Your task is to copy every line below that contains the word "controller".

+++++

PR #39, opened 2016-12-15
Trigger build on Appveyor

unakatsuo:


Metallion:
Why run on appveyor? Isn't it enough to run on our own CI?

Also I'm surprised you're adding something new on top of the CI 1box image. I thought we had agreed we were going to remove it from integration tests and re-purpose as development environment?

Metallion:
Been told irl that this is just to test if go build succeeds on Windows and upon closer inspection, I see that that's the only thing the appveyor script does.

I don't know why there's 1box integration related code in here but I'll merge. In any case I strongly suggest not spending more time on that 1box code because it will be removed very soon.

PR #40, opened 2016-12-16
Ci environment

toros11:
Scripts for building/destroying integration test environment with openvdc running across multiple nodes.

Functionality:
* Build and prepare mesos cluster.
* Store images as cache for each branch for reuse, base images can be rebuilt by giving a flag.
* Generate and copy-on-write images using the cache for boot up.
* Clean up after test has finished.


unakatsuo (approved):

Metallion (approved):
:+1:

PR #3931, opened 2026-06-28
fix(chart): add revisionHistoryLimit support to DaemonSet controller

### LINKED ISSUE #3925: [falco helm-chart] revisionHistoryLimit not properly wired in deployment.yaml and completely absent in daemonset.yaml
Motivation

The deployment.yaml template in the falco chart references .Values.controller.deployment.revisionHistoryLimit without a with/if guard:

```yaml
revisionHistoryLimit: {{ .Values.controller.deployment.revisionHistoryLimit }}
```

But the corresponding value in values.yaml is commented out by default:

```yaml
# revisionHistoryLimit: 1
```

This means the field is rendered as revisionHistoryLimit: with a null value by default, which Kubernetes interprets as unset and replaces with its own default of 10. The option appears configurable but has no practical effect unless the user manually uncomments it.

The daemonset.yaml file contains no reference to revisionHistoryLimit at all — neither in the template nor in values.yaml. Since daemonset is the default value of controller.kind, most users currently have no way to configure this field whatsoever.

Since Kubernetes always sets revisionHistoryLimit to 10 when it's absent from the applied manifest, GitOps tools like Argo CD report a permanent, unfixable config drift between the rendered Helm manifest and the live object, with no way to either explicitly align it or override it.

+++++

■ **PROBLEM SOLUTION**:
fix(chart): add revisionHistoryLimit support to DaemonSet controller
The deployment.yaml template in the falco chart references .Values.controller.deployment.revisionHistoryLimit without a with/if guard:
revisionHistoryLimit: {{ .Values.controller.deployment.revisionHistoryLimit }}
The daemonset.yaml file contains no reference to revisionHistoryLimit at all — neither in the template nor in values.yaml. Since daemonset is the default value of controller.kind, most users currently have no way to configure this field whatsoever.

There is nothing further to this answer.